Nous eûmes, il y a quinze ans, sur quelques tricycles, un système assez simple de changement de multiplication au moyen de deux chaînes et de quatre pignons ; par un levier placé à la portée de la main on embrayait le pignon de gauche et on désembrayait en même temps le pignon de droite, et vice versa. Cela fonctionnait convenablement ; l’on s’en contentait à une époque où les tricycles pesaient 50 kilos et où l’on ne s’inquiétait pas de quelques kilos de plus ou de moins. Sur les pédaliers étroits des bicyclettes modernes, ce système de changement de vitesse instantané n’aurait absolument aucune chance de plaire.
Après les changements instantanés, nous avons à examiner les divers systèmes de changement rapide, mais obligeant le cycliste à mettre pied à terre. Le plus simple est incontestablement celui qu’inaugura Raleigh en 1887 ; mais il fallait quelques minutes et beaucoup d’opérations désagréables. Dans un récent numéro du Cycliste, un correspondant signalait un appareil nouveau employé par un constructeur dijonnais : un seul pignon, 18 dents par exemple sur le pédalier, et deux pignons, 8 et 9 dents côte à côte sur le moyeu ; l’axe du pédalier, au moyen d’un verrou, se déplace d’abord lentement pour mettre bien en face les pignons qui doivent travailler ensemble, puis se meut d’arrière en avant, afin, d’abord, de détendre assez la chaîne pour la faire passer du pignon de 8 dents sur celui de 9 dents, je suppose, et, ensuite, pour lui rendre la tension nécessaire. Ce système a deux inconvénients. Premièrement, il met chaque fois en mouvement une pièce de la machine qui doit être ébranlée le plus rarement possible, le pédalier, qui finira fatalement par prendre du jeu dans sa boîte ; deuxièmement, si l’on tient à n’être pas obligé de tendre chaque fois la chaîne par les moyens ordinaires, c’est-à-dire en débloquant la roue motrice et en la faisant avancer ou reculer dans la fourchette de tension, on ne peut obtenir que peu de différence entre les multiplications, car on ne peut ; faire varier les petits pignons entre eux que d’une dent, de deux dents au grand maximum ; or, entre 8 et 9 dents, la différence est de 12 %, entre 8 et 10 dents, de 20 % ce n’est pas assez, moins encore qu’avec le Bi-gear américain à quatre vitesses
Si nous rejetons cette solution, il ne nous reste qu’à placer côte à côte, ou de chaque côté de l’axe, quatre pignons dont les diamètres seront calculés pour que la même chaîne, sans avoir besoin d’être raccourcie ou allongée, tendue ou détendue, s’adapte à chaque paire de pignons, nous pourrons ainsi varier les multiplications, voire les démultiplications à l’infini.

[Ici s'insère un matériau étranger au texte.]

PR #9874, opened 2015-11-03
Drop targets out of range if we can't move

### LINKED ISSUE #6185: AA and Sam site should face their targets only when they're within range
They seem to follow enemy aircraft far beyond their range. But not always, I haven't tested it but in the early game they seem to face aircraft anywhere on the map.

<bountysource-plugin>
---
Want to back this issue? **[Post a bounty on it!](https://www.bountysource.com/issues/3567417-aa-and-sam-site-should-face-their-targets-only-when-they-re-within-range?utm_campaign=plugin&utm_content=tracker%2F36085&utm_medium=issues&utm_source=github)** We accept bounties via [Bountysource](https://www.bountysource.com/?utm_campaign=plugin&utm_content=tracker%2F36085&utm_medium=issues&utm_source=github).
</bountysource-plugin>

### LINKED ISSUE #9837: AI defenses don't stop tracking units even if InitialStanceAI is set to Defend
They do switch once a new target comes into range, but as long as that doesn't happen, AI turrets continue to track a target even if it's out of range.

<bountysource-plugin>
---
Want to back this issue? **[Post a bounty on it!](https://www.bountysource.com/issues/27861950-ai-defenses-don-t-stop-tracking-units-even-if-initialstanceai-is-set-to-defend?utm_campaign=plugin&utm_content=tracker%2F36085&utm_medium=issues&utm_source=github)** We accept bounties via [Bountysource](https://www.bountysource.com/?utm_campaign=plugin&utm_content=tracker%2F36085&utm_medium=issues&utm_source=github).
</bountysource-plugin>

### LINKED ISSUE #9849: Camo Pillboxes dont cloak.
Found out in a 1V1 game, other player said he could totally see them so it wasn't just me. Tested in a solo game, same results. Doubt this is intentional.
In playtest 20151031

<bountysource-plugin>
---
Want to back this issue? **[Post a bounty on it!](https://www.bountysource.com/issues/27871822-camo-pillboxes-dont-cloak?utm_campaign=plugin&utm_content=tracker%2F36085&utm_medium=issues&utm_source=github)** We accept bounties via [Bountysource](https://www.bountysource.com/?utm_campaign=plugin&utm_content=tracker%2F36085&utm_medium=issues&utm_source=github).
</bountysource-plugin>

teees:
I noticed that my mammy in guard stance was trying to shoot a far away harvester while letting himself kill by infantry.

Closes #9837.
Closes #6185.
Closes #9849.

### DIFF
--- a/OpenRA.Mods.Common/Activities/Attack.cs
+++ b/OpenRA.Mods.Common/Activities/Attack.cs
@@ -76,9 +76,13 @@ namespace OpenRA.Mods.Common.Activities
 			minRange = armaments.Max(a => a.Weapon.MinRange);
 			maxRange = armaments.Min(a => a.MaxRange());
 
-			// Try to move within range
-			if (move != null && (!Target.IsInRange(self.CenterPosition, maxRange) || Target.IsInRange(self.CenterPosition, minRange)))
+			if (!Target.IsInRange(self.CenterPosition, maxRange) || Target.IsInRange(self.CenterPosition, minRange))
+			{
+				// Try to move within range, drop the target otherwise
+				if (move == null)
+					return NextActivity;
 				return Util.SequenceActivities(move.MoveWithinRange(Target, minRange, maxRange), this);
+			}
 
 			var desiredFacing = Util.GetFacing(Target.CenterPosition - self.CenterPosition, 0);
 			if (facing.Facing != desiredFacing)
--- a/OpenRA.Mods.Common/Traits/Attack/AttackFollow.cs
+++ b/OpenRA.Mods.Common/Traits/Attack/AttackFollow.cs
@@ -96,8 +96,11 @@ namespace OpenRA.Mods.Common.Traits
 
 					if (move != null)
 						return Util.SequenceActivities(move.MoveFollow(self, target, weapon.Weapon.MinRange, maxRange), this);
+					if (target.IsInRange(self.CenterPosition, weapon.MaxRange()) && !target.IsInRange(self.CenterPosition, weapon.Weapon.MinRange))
+						return this;
 				}
 
+				attack.Target = Target.Invalid;
 				return NextActivity;
 			}
 		}


pchote:
Note that this will only affect non-turreted units.  Turreted units use the `Follow` activity instead (which may not have this problem).

GraionDilach:
Pretty sure something similar is needed for them too, think of the TD SAM tracking planes-outside-range-and-not-closing-due-to.-this issue.

teees:
This affects turreted units now as well. AttackFollow was bugged for immovable actors

teees:
fixes #9837 
fixes #6185
And possibly also #9849

obrakmann:
This does indeed fix all of those bugs, good job!

Unfortunately, it breaks the TD gunboat (see the first GDI mission).

penev92:
Uhh not that gunboat again

GraionDilach:
Remove `AutoTarget>AllowMovement: false` from the Gunboat and it works without a problem.

pchote:
That will then break its fixed path movement.

GraionDilach:
I just finished gdi01 and it didn't looked like that to me (probably because it has `RejectsOrders` and owned by the player - thereby having the `Defend` stance - instead of owned by an AI house with `AttackAnything`).

Confirming the fix works though.

teees:
I'm guessing the map is currently using broken behavior

> Actor will follow units until in range to attack them.

I'm guessing the Trait is now working as expected (?)

pchote:
Removing `AllowMovement` from the gunboat is not sufficient - that is just hiding that that feature is now broken.

teees:
Hmm so some thoughts about this - the current level design is using `AttackMove` on an actor with `AutoTarget>AllowMovement:false` defined, meaning that `AutoTarget`should not alter the movement.

Wouldn't it be more sane to have a move command that did that instead of using this hacky behaviour? So move-and-attack-anything-you-come-across-without-stopping

Currently this is only explicitely done, so if you give an attack order to a turreted unit and order it to move, it will keep attacking. Wouldn't it be useful for units to do that automatically according to their stance? (iirc turreted units in the original ts did that)

obrakmann:
This patch on top of yours will make the gunboat work again (it basically undoes the changes from your second commit if `OnRails` is set). This is ugly, but at least it keeps all the `OnRails` hackery in the same place (`AttackFollows`).

```diff
diff --git a/OpenRA.Mods.Common/Traits/Attack/AttackFollow.cs b/OpenRA.Mods.Common/Traits/Attack/AttackFollow.cs
index 6280de3..3582f5e 100644
--- a/OpenRA.Mods.Common/Traits/Attack/AttackFollow.cs
+++ b/OpenRA.Mods.Common/Traits/Attack/AttackFollow.cs
@@ -56,6 +56,7 @@ class AttackActivity : Activity
                {
                        readonly AttackFollow attack;
                        readonly IMove move;
+                       readonly bool onRailsHack;
                        readonly Target target;
                        readonly bool forceAttack;
 
@@ -64,10 +65,13 @@ public AttackActivity(Actor self, Target target, bool allowMove, bool forceAttac
                                attack = self.Trait<AttackFollow>();
                                move = allowMove ? self.TraitOrDefault<IMove>() : null;
 
-                               // HACK: Mobile.OnRails is horrible
+                               // HACK: Mobile.OnRails is horrible. Blergh.
                                var mobile = move as Mobile;
                                if (mobile != null && mobile.Info.OnRails)
+                               {
                                        move = null;
+                                       onRailsHack = true;
+                               }
 
                                this.target = target;
                                this.forceAttack = forceAttack;
@@ -96,11 +100,15 @@ public override Activity Tick(Actor self)
 
                                        if (move != null)
                                                return Util.SequenceActivities(move.MoveFollow(self, target, weapon.Weapon.MinRange, maxRange), this);
-                                       if (target.IsInRange(self.CenterPosition, weapon.MaxRange()) && !target.IsInRange(self.CenterPosition, weapon.Weapon.MinRange))
+                                       if (!onRailsHack &&
+                                               target.IsInRange(self.CenterPosition, weapon.MaxRange()) &&
+                                               !target.IsInRange(self.CenterPosition, weapon.Weapon.MinRange))
                                                return this;
                                }
 
-                               attack.Target = Target.Invalid;
+                               if (!onRailsHack)
+                                       attack.Target = Target.Invalid;
+
                                return NextActivity;
                        }
                }
```

RoosterDragon:
FWIW - I would very much like to take this change, and I think @obrakmann's workaround is a sensible approach to keep the hack working as intended (I'm just assuming it works - haven't tested it).

GraionDilach:
FWIW I'd even say deprecating AllowMovement in favor of a unchangeable Defend stance on affected actors works better even.

obrakmann:
Superseded by #10750.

En plaçant les quatre pignons côte à côte deux par deux, nous pourrons faire passer la chaîne d’une multiplication sur l’autre sans la dégrafer, à condition de la détendre et de la retendre chaque fois, ce qui peut se faire facilement avec un pédalier excentrique ou avec notre nouveau système de tension arrière breveté. Nous nous verrons, il est vrai, obligés d’élargir d’un bon centimètre le pédalier et la ligne de chaîne, mais bien des personnes préféreront se soumettre à cette condition plutôt que d’être forcées de déboucler et de reboucler la chaîne qui, pendant l’opération, peut vous échapper et tomber dans la poussière, qui vous salit les doigts, etc. Pour les amateurs qui préfèrent l’axe du pédalier et la ligne de chaîne aussi étroite que possible, nous placerons les deux multiplications à droite et à gauche de la machine (voir la gravure ci-contre). Ils seront donc obligés de déboucher et de reboucher la chaîne, mais ils n’auront, par contre, pas à se préoccuper de toucher à la tension, et, grâce à un verrou spécial, cette opération un peu délicate et longue avec le boulon classique, se fera en moins d’une minute.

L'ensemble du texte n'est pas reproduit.